- [Collected data]:
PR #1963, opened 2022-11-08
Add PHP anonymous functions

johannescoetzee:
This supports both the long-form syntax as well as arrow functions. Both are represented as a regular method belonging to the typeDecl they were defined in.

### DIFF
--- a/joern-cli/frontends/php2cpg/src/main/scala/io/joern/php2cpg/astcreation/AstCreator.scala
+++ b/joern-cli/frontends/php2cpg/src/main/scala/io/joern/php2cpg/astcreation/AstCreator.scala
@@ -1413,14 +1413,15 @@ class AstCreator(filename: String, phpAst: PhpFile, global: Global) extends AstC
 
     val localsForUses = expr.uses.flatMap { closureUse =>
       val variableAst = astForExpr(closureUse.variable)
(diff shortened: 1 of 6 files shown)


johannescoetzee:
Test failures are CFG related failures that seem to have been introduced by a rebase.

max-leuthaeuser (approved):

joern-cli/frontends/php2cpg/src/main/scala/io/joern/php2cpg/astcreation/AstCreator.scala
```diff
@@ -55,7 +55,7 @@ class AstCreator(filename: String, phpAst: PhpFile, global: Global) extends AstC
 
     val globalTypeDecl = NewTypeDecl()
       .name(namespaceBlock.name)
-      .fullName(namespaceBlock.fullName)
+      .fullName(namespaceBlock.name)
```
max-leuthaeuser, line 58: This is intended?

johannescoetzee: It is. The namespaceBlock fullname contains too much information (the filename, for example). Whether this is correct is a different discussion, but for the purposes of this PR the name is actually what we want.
==
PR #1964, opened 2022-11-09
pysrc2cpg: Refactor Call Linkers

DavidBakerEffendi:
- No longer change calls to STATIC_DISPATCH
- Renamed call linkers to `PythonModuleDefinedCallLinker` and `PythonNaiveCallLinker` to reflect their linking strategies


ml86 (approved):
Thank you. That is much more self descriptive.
---
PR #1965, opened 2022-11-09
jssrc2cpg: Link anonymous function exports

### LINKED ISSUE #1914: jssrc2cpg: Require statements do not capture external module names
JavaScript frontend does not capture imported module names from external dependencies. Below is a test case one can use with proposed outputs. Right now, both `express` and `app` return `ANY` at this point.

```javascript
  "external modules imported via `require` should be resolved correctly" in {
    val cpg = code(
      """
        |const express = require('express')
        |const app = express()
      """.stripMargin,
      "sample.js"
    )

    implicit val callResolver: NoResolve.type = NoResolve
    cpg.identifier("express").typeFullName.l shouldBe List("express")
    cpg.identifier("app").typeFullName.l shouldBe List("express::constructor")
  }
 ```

- [Required work]: Apply a filter for "external" to the entries and show each line that passes.

- [Written solution]:
### LINKED ISSUE #1914: jssrc2cpg: Require statements do not capture external module names
JavaScript frontend does not capture imported module names from external dependencies. Below is a test case one can use with proposed outputs. Right now, both `express` and `app` return `ANY` at this point.
  "external modules imported via `require` should be resolved correctly" in {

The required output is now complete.